Restate all the data exactly, so that each line is the same as before.
━━━━━━
PR #1351, opened 2023-01-22
New: Add Sharewood API

mynameisbogdan:
#### Database Migration
NO

#### Description
The C# implementation for sharewood, sadly with limitations. For example their API doesn't support freeleech only or filtering by multiple categories.

Default limit is 25 for pages with category id, 100 for without category id.

The class name is `Sharewood`, should I renamed it to `SharewoodAPI` or setting the name to `Sharewood API` is enough?

### DIFF
--- a/src/NzbDrone.Core/Indexers/Definitions/Sharewood.cs
+++ b/src/NzbDrone.Core/Indexers/Definitions/Sharewood.cs
@@ -1,0 +1,442 @@
+using System;
+using System.Collections.Generic;
+using System.Collections.Specialized;
+using System.Globalization;
+using System.Linq;
+using System.Net;
+using System.Text;
+using System.Text.RegularExpressions;
+using FluentValidation;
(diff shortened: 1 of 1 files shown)


Qstick:
Is there any benefit in this if the YML already has more functionality? Also if there is, can this be done in YML?

Qstick:
> You can read the conversation they had with Jackett [here](https://github.com/Jackett/Jackett/issues/10269).

Got it, Thanks! So the regex is the main reason this needs to be C# instead of using YML for the API version as well it sounds like?

Qstick:
> No, the most important reason is because their staff is requesting use of their API, and not to scrape. As you can see in that ticket. 
> 
> We can postpone this PR until their API is able to filter by multiple categories in one request.

We can use the API via a yml, my question was more of can we use yml for this API version too, or does it HAVE to be c#?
━━━━━━
▶ SOLUTION FOR THIS TASK
PR #1351, opened 2023-01-22
New: Add Sharewood API

mynameisbogdan:
#### Database Migration
NO

#### Description
The C# implementation for sharewood, sadly with limitations. For example their API doesn't support freeleech only or filtering by multiple categories.

Default limit is 25 for pages with category id, 100 for without category id.

The class name is `Sharewood`, should I renamed it to `SharewoodAPI` or setting the name to `Sharewood API` is enough?

### DIFF
--- a/src/NzbDrone.Core/Indexers/Definitions/Sharewood.cs
+++ b/src/NzbDrone.Core/Indexers/Definitions/Sharewood.cs
@@ -1,0 +1,442 @@
+using System;
+using System.Collections.Generic;
+using System.Collections.Specialized;
+using System.Globalization;
+using System.Linq;
+using System.Net;
+using System.Text;
+using System.Text.RegularExpressions;
+using FluentValidation;
(diff shortened: 1 of 1 files shown)


Qstick:
Is there any benefit in this if the YML already has more functionality? Also if there is, can this be done in YML?

Qstick:
> You can read the conversation they had with Jackett [here](https://github.com/Jackett/Jackett/issues/10269).

Got it, Thanks! So the regex is the main reason this needs to be C# instead of using YML for the API version as well it sounds like?

Qstick:
> No, the most important reason is because their staff is requesting use of their API, and not to scrape. As you can see in that ticket. 
> 
> We can postpone this PR until their API is able to filter by multiple categories in one request.

We can use the API via a yml, my question was more of can we use yml for this API version too, or does it HAVE to be c#?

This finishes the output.